# kernel 2.6.31-r6 waiting forever for /dev/mmcblk0p1 [SOLVED]

## Progman3K

Hi,

When I boot this computer from a flashcard, everything goes well until it is time to mount /

At which time it appears to wait for /dev/mmcblk0p1 to signal its readiness, which never seems to come no matter how long I wait.

Since it never completes the boot, I can't retrieve the log but here's a transcript of some of the text taken from the boot screen:

 *Quote:*   

> [...]
> 
> sdhci: Secure Digital Host Controller Interface Driver
> 
> sdhci: Copyright(c) Pierre Ossman
> ...

 

I know the computer is NOT locked up because if I press some of the function keys on its front-panel, it will write out messages on the console like these:

 *Quote:*   

> 
> 
> atkbd.c: Unknown key pressed (translated set 2, code 0x67 on isa0060/serio0).
> 
> 

 

However, if I boot the computer from a USB key with exactly the same kernel, boot succeeds and all the hardware works.

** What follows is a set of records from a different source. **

PR #28, opened 2024-04-11
RFC: `buffer.random` for cryptographically secure randomness

3dsboy08:
[Rendered](https://github.com/3dsboy08/rfcs/blob/buffer-random/docs/function-buffer-random.md)

### DIFF
--- a/docs/function-buffer-random.md
+++ b/docs/function-buffer-random.md
@@ -1,0 +1,36 @@
+# buffer.random
+
+## Summary
+
+Add `buffer.random` as a function to generate cryptographically secure random bytes.
+
+## Motivation
+
+There is no mechanism in Luau for cryptographically secure random bytes, which is a requirement for cryptographic libraries implemented in Luau.
+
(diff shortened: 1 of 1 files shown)


joeengo:
when is v3 dropping

vegorov-rbx:
After discussion in the Luau team, we don't think this is an appropriate addition to the Luau standard library.

We want Luau to continue to be a small embeddable runtime library with support for many platforms and unfortunately, generating cryptographically secure randomness is not a feature of C++ language that we are based on and is hard to support on all platforms we target.

It is also strange to single out only this feature. While we understand that many other features of the JS 'crypto' library can be hand-coded on top and this is one of the functions that requires native support, it would be best to approach cryptography with a full API.

Having said that, full API will likely require even more dependencies and if you are using Luau in your own project, you always have the option to extend the environment with additional native libraries.

If you happen to develop on the Roblox platform, it might be best to request that as an engine API at https://devforum.roblox.com/c/feature-requests/engine-features/23
As Roblox already has dependencies for hashing and signing, it is easier to provide them as a service there.

As an extra note, while resource exhaustion is not considered for Luau open-source security model, it is certainly something that Roblox still considers for theirs.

Also, I've used this same flashcard with previous kernels (2.6.26-r1) and it worked then...

Kernel command line:

ro root=/dev/mmcblk0p1 rootwait noapic console=ttyS0,115200 console=tty0 fbcon=font:SUN12x22

Kernel .config

http://pastebin.ca/1677362

dmesg output

http://pastebin.ca/1677363

lspci -v output

http://pastebin.ca/1677359

lsusb -v output

http://pastebin.ca/1677360

emerge --info output

http://pastebin.ca/1677358

Is there maybe something built as a module that should be built-in, causing the device to wait for its load forever?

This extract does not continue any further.